If at any time during the proceedings it is brought to the attention of the court that a party has failed to comply with this rule, the court may take such action as it deems just under the circumstances, including but not limited to: (i) ordering the party to provide the discovery not previously provided, (ii) granting a continuance of the trial or hearing, (iii) prohibiting the party from introducing the evidence not disclosed, (iv) assessing costs and attorneys fees against the party or counsel who has violated the terms of this rule.

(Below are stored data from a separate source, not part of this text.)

PR #1178, opened 2016-11-04
[REEF-1659] Refactor checkpointing service for REEF Java.

zerg-junior:
This patch:
  * Deletes unused SimpleNamingService
  * Refactors the 'reef-checkpoint' package for readability.

JIRA:
  [REEF-1659](https://issues.apache.org/jira/browse/REEF-1659)

### DIFF
--- a/lang/java/reef-checkpoint/src/main/java/org/apache/reef/io/checkpoint/RandomNameCNS.java
+++ b/lang/java/reef-checkpoint/src/main/java/org/apache/reef/io/checkpoint/RandomNameCNS.java
@@ -26,20 +26,31 @@ import org.apache.reef.tang.annotations.Parameter;
 import javax.inject.Inject;
 
 /**
- * Simple naming service that generates a random checkpoint name.
+ * A naming service that generates a random checkpoint name by appending a random alphanumeric string (suffix)
+ * of a given length to a user-supplied prefix string.
  */
 public class RandomNameCNS implements CheckpointNamingService {
 
   private final String prefix;
+  private final int lengthOfRandomSuffix;
 
-  @Inject
+  @Deprecated
   public RandomNameCNS(@Parameter(PREFIX.class) final String prefix) {
     this.prefix = prefix;
+    this.lengthOfRandomSuffix
+            = Integer.parseInt(LengthOfRandomSuffix.class.getAnnotation(NamedParameter.class).default_value());
+  }
+
+  @Inject
+  private RandomNameCNS(@Parameter(PREFIX.class) final String prefix,
+                        @Parameter(LengthOfRandomSuffix.class) final int lengthOfRandomSuffix) {
+    this.prefix = prefix;
+    this.lengthOfRandomSuffix = lengthOfRandomSuffix;
   }
 
   @Override
   public String getNewName() {
-    return this.prefix + RandomStringUtils.randomAlphanumeric(8);
+    return this.prefix + RandomStringUtils.randomAlphanumeric(lengthOfRandomSuffix);
   }
 
   /**
@@ -47,6 +58,13 @@ public class RandomNameCNS implements CheckpointNamingService {
    */
   @NamedParameter(doc = "The prefix used for the random names returned.", default_value = "checkpoint_")
   public static class PREFIX implements Name<String> {
+  }
+
+  /**
+   * Number of alphanumeric characters in the random part of a checkpoint name.
+   */
+  @NamedParameter(doc = "Number of alphanumeric chars in the random part of a checkpoint name.", default_value = "8")
+  public static class LengthOfRandomSuffix implements Name<Integer> {
   }
 
 }
--- a/lang/java/reef-checkpoint/src/main/java/org/apache/reef/io/checkpoint/SimpleNamingService.java
+++ b/lang/java/reef-checkpoint/src/main/java/org/apache/reef/io/checkpoint/SimpleNamingService.java
@@ -26,6 +26,7 @@ import javax.inject.Inject;
 
 /**
  * A naming service that simply returns the name it has been initialized with.
+ * Note that the name is always the same.
  */
 public class SimpleNamingService implements CheckpointNamingService {
 
@@ -37,7 +38,7 @@ public class SimpleNamingService implements CheckpointNamingService {
   }
 
   /**
-   * Generate a new checkpoint Name.
+   * Generate a new checkpoint name.
    *
    * @return the checkpoint name
    */
@@ -49,7 +50,7 @@ public class SimpleNamingService implements CheckpointNamingService {
   /**
    * Prefix for checkpoints.
    */
-  @NamedParameter(doc = "Checkpoint prefix.", short_name = "checkpoint_prefix", default_value = "reef")
+  @NamedParameter(doc = "Checkpoint name.", short_name = "checkpoint_name", default_value = "reef")
   public static final class CheckpointName implements Name<String> {
   }
 }
--- a/lang/java/reef-checkpoint/src/main/java/org/apache/reef/io/checkpoint/fs/FSCheckpointID.java
+++ b/lang/java/reef-checkpoint/src/main/java/org/apache/reef/io/checkpoint/fs/FSCheckpointID.java
@@ -34,8 +34,9 @@ public class FSCheckpointID implements CheckpointID {
 
   private Path path;
 
-  public FSCheckpointID() {
-  }
+  // CheckpointID extends Hadoop Writable interface that enables serialization
+  // Java serialization requires a (potentially empty) public default constructor
+  public FSCheckpointID(){}
 
   public FSCheckpointID(final Path path) {
     this.path = path;
@@ -62,8 +63,8 @@ public class FSCheckpointID implements CheckpointID {
 
   @Override
   public boolean equals(final Object other) {
-    return other instanceof FSCheckpointID
-        && path.equals(((FSCheckpointID) other).path);
+    return (other instanceof FSCheckpointID)
+            && path.equals(((FSCheckpointID) other).path);
   }
 
   @Override
--- a/lang/java/reef-checkpoint/src/main/java/org/apache/reef/io/checkpoint/fs/FSCheckpointService.java
+++ b/lang/java/reef-checkpoint/src/main/java/org/apache/reef/io/checkpoint/fs/FSCheckpointService.java
@@ -39,10 +39,12 @@ import java.nio.channels.WritableByteChannel;
 
 /**
  * A FileSystem based CheckpointService.
+ *
+ * Note that this implementation creates a temporary file first and moves it to final destination at commit time.
  */
 public class FSCheckpointService implements CheckpointService {
 
-  private final Path base;
+  private final Path basePath;
   private final FileSystem fs;
   private final CheckpointNamingService namingPolicy;
   private final short replication;
@@ -53,7 +55,7 @@ public class FSCheckpointService implements CheckpointService {
                       final CheckpointNamingService namingPolicy,
                       @Parameter(ReplicationFactor.class) final short replication) {
     this.fs = fs;
-    this.base = new Path(basePath);
+    this.basePath = new Path(basePath);
     this.namingPolicy = namingPolicy;
     this.replication = replication;
   }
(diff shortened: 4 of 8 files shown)


lang/java/reef-checkpoint/src/main/java/org/apache/reef/io/checkpoint/fs/FSCheckpointService.java
```diff
@@ -75,78 +75,90 @@ static final Path tmpfile(final Path p) {
...
     final FSCheckpointWriteChannel hch = (FSCheckpointWriteChannel) ch;
     final Path tmp = tmpfile(hch.getDestination());
+
     try {
       if (!fs.delete(tmp, false)) {
-        throw new IOException("Failed to delete checkpoint during abort");
+        throw new IOException("Failed to delete a temporary checkpoint file during abort. Path: " + tmp);
       }
     } catch (final FileNotFoundException ignored) {
       // IGNORE
```
zerg-junior: Why can we igore the exception here and in the similar case in the delete() method ?

lang/java/reef-checkpoint/src/main/java/org/apache/reef/io/checkpoint/fs/FSCheckpointID.java
```diff
@@ -34,8 +34,7 @@
 
   private Path path;
 
-  public FSCheckpointID() {
```
zerg-junior: What is the magic behind this method ?  Deleting it fails `testFSCheckpointIdCodec` in `ObjectWritableCodecTest`.

lang/java/reef-checkpoint/src/main/java/org/apache/reef/io/checkpoint/fs/FSCheckpointService.java
```diff
@@ -75,78 +75,90 @@ static final Path tmpfile(final Path p) {
...
+      throw new IOException("Checkpoint name cannot be an absolute path.");
     }
-    return createInternal(new Path(base, p));
+
+    return createInternal(new Path(basePath, p));
   }
 
   CheckpointWriteChannel createInternal(final Path name) throws IOException {
-
     //create a temp file, fail if file exists
```
zerg-junior: Why does this service need to create a temporary file first ?

zerg-junior:
I posted a few questions on the design of the checkpoint service in  comments to the original source code. Please have a look, as they directly affect the design of the similar service for .NET.

lang/java/reef-checkpoint/src/main/java/org/apache/reef/io/checkpoint/CheckpointNamingService.java
```diff
@@ -24,10 +24,10 @@
 public interface CheckpointNamingService {
 
   /**
-   * Generate a new checkpoint Name.
+   * Generates a file name for a new checkpoint.
```
markusweimer: The names don't have to refer to files on HDFS. Hence, the original comment seems better.

lang/java/reef-checkpoint/src/main/java/org/apache/reef/io/checkpoint/RandomNameCNS.java
```diff
@@ -26,20 +26,24 @@
...
+ * of a given length to a user-supplied prefix string.
  */
 public class RandomNameCNS implements CheckpointNamingService {
 
   private final String prefix;
+  private final int lengthOfRandomSuffix;
 
   @Inject
-  public RandomNameCNS(@Parameter(PREFIX.class) final String prefix) {
+  public RandomNameCNS(@Parameter(PREFIX.class) final String prefix,
```
markusweimer: Technically, this violates our "don't break public APIs" contract. Maybe keep the old constructor and use a default for `lengthOfRandomSuffix`? Also, you can make the new constructor `private`, as it is meant for Tang only.

lang/java/reef-checkpoint/src/main/java/org/apache/reef/io/checkpoint/SimpleNamingService.java
```diff
@@ -1,55 +0,0 @@
...
-import org.apache.reef.tang.annotations.Name;
-import org.apache.reef.tang.annotations.NamedParameter;
-import org.apache.reef.tang.annotations.Parameter;
-
-import javax.inject.Inject;
-
-/**
- * A naming service that simply returns the name it has been initialized with.
- */
-public class SimpleNamingService implements CheckpointNamingService {
```
markusweimer: We can't remove a `public` class without first marking it `@Deprecated`.

lang/java/reef-checkpoint/src/main/java/org/apache/reef/io/checkpoint/fs/FSCheckpointID.java
markusweimer: How do they fail? What's the error?

lang/java/reef-checkpoint/src/main/java/org/apache/reef/io/checkpoint/fs/FSCheckpointService.java
markusweimer: I *believe* it is to check whether the file is indeed writable. @cdouglas and @curino should know better.

lang/java/reef-checkpoint/src/main/java/org/apache/reef/io/checkpoint/fs/FSCheckpointService.java
markusweimer: +1

lang/java/reef-checkpoint/src/main/java/org/apache/reef/io/checkpoint/fs/FSCheckpointServiceConfiguration.java
```diff
@@ -39,12 +39,12 @@
...
 
 /**
- * ConfigurationModule for the FSCheckPointService.
+ * ConfigurationModule for the FSCheckpointService.
  * This can be used to create Evaluator-side configurations of the checkpointing service.
  */
 @DriverSide
 @Public
-public class FSCheckPointServiceConfiguration extends ConfigurationModuleBuilder {
+public class FSCheckpointServiceConfiguration extends ConfigurationModuleBuilder {
```
markusweimer: This is a `public` and `@Public` API. We cannot change it without first marking it as `@Deprecated`

lang/java/reef-checkpoint/src/main/java/org/apache/reef/io/checkpoint/fs/FSCheckpointID.java
zerg-junior: Spectacularly :)  The beginning of the stack trace says:
`Nov 07, 2016 8:11:50 PM org.apache.reef.examples.suspend.ObjectWritableCodec decode
SEVERE: Cannot decode class class org.apache.reef.io.checkpoint.fs.FSCheckpointID
java.lang.InstantiationException: org.apache.reef.io.checkpoint.fs.FSCheckpointID`

lang/java/reef-checkpoint/src/main/java/org/apache/reef/io/checkpoint/fs/FSCheckpointService.java
zerg-junior: My best guess is that this ensures nothing happens if the client code calls `abort` or `delete` twice for the same checkpoint.

lang/java/reef-checkpoint/src/main/java/org/apache/reef/io/checkpoint/fs/FSCheckpointService.java
zerg-junior: It might be necessary because there is apparently no reliable way no check file permissions in advance.  This implementation is built around Hadoop `FileSystem` class, which has `access` method for checking permissions, but the Javadoc for this method says:

> In general, applications should avoid using this method, due to the risk of
    time-of-check/time-of-use race conditions.  The permissions on a file may
   change immediately after the access call returns.  Most applications should
   prefer running specific file system actions as the desired user represented
    by a  UserGroupInformation.

lang/java/reef-checkpoint/src/main/java/org/apache/reef/io/checkpoint/RandomNameCNS.java
zerg-junior: >  Maybe keep the old constructor and use a default for `lengthOfRandomSuffix`

Sounds reasonable. Do you know if I can in code extract the default value from the named parameter `LengthOfRandomSuffix` defined in the same file ?

lang/java/reef-checkpoint/src/main/java/org/apache/reef/io/checkpoint/SimpleNamingService.java
zerg-junior: That probably is not worth the trouble of getting through the deprecation process. I will put a short warning here saying that this service always returns the same name.

lang/java/reef-checkpoint/src/main/java/org/apache/reef/io/checkpoint/fs/FSCheckpointServiceConfiguration.java
zerg-junior: True. Then in this case I will leave it as it used to be.

lang/java/reef-checkpoint/src/main/java/org/apache/reef/io/checkpoint/CheckpointNamingService.java
```diff
@@ -24,10 +24,10 @@
...
    *
    * @return the checkpoint name
    */
-  String getNewName();
+  String getNewCheckpointName();
```
zerg-junior: I will return the previous name here since this renaming also breaks the API which is public.

zerg-junior:
@markusweimer Updated.

lang/java/reef-checkpoint/src/main/java/org/apache/reef/io/checkpoint/fs/FSCheckpointID.java
markusweimer: Ah. Java Serialization requires a `public` default constructor. Even if it is empty:

> The subtype may assume this responsibility only if the class it extends has an accessible no-arg constructor to initialize the class's state. It is an error to declare a class Serializable if this is not the case. The error will be detected at runtime.

[Source](https://docs.oracle.com/javase/8/docs/api/java/io/Serializable.html)

lang/java/reef-checkpoint/src/main/java/org/apache/reef/io/checkpoint/fs/FSCheckpointService.java
zerg-junior: > it is to check whether the file is indeed writable

@markusweimer  in that phrase, did you refer to the temporary file, final destination file or to the fact that a checkpointing process may not have write access to a file system ?

zerg-junior:
Updated with short comments on serialization in `FSCheckpointID` and necessity of temporary files in `FSCheckpointService`

lang/java/reef-checkpoint/src/main/java/org/apache/reef/io/checkpoint/RandomNameCNS.java
```diff
@@ -26,20 +26,31 @@
...
 public class RandomNameCNS implements CheckpointNamingService {
 
   private final String prefix;
+  private final int lengthOfRandomSuffix;
+
 
   @Inject
   public RandomNameCNS(@Parameter(PREFIX.class) final String prefix) {
     this.prefix = prefix;
+    this.lengthOfRandomSuffix = 8;
```
markusweimer: Maybe reference the `default` value of `LengthOfRandomSuffix` here? Also, we can probably drop the `@Inject` on this constructor and replace it with an `@Deprecated`

markusweimer: >>we can probably drop the `@Inject` on this constructor
> Doesn't this break the public API w.r.t. Tang ? 

Not if we have a default value, no.

> Is it OK to do the following ? 
> `this.lengthOfRandomSuffix = Integer.parseInt(LengthOfRandomSuffix.class.getAnnotation(NamedParameter.class).default_value());`

Yes. Alternatively, you can define a `public static final DEFAULT_VALUE` in `LengthOfRandomSuffix`. I've done that in the past.

zerg-junior:
@markusweimer Updated with the `default `value of `LengthOfRandomSuffix`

Adopt a new Rule 1.17 to the Rules of Professional Conduct, which shall state as follows:
Rule 1.17. Disclosure of Information to the Client
(a) A lawyer shall inform a client at the time of the client's engagement of the lawyer or at any time subsequent to the engagement of the lawyer if the lawyer does not maintain professional liability insurance in the amounts of at least one hundred thousand dollars per occurrence and three hundred thousand dollars in the aggregate or if the lawyer's professional liability insurance ceases to be in effect. The notice shall be provided to the client on a separate form set forth following this rule and shall be signed by the client.
(b) A lawyer shall maintain a copy of the notice signed by the client for five years after termination of representation of the client.
(c) The notice required by paragraph (a) of this rule shall not apply to a lawyer who is engaged in either of the following:
(1) Rendering legal services to a governmental entity that employs the lawyer;
(2) Rendering legal services to an entity that employs the lawyer as in-house counsel.
(d) Transitional period. Within thirty days after March 1, 2003, which is the effective date of this rule, a lawyer who does not have professional liability insurance in the amounts set forth in paragraph (a) and who is not exempt from the notice requirements under paragraph (c) shall provide notice to each of the lawyer's clients. The notice shall be provided to each client on a separate form set forth following this rule and shall be signed by the client.
NOTICE TO CLIENT
Pursuant to Rule 1.17 of the New Hampshire Rules of Professional Conduct, I am required to notify you that I do not maintain professional liability (malpractice) insurance of at least $100,000 per occurrence and $300,000 in the aggregate.
I acknowledge receipt of the notice required by Rule 1.17 of the New Hampshire Rules of Professional Conduct that [insert attorney's name] does not maintain professional liability (malpractice) insurance of at least $100,000 per occurrence and $300,000 in the aggregate.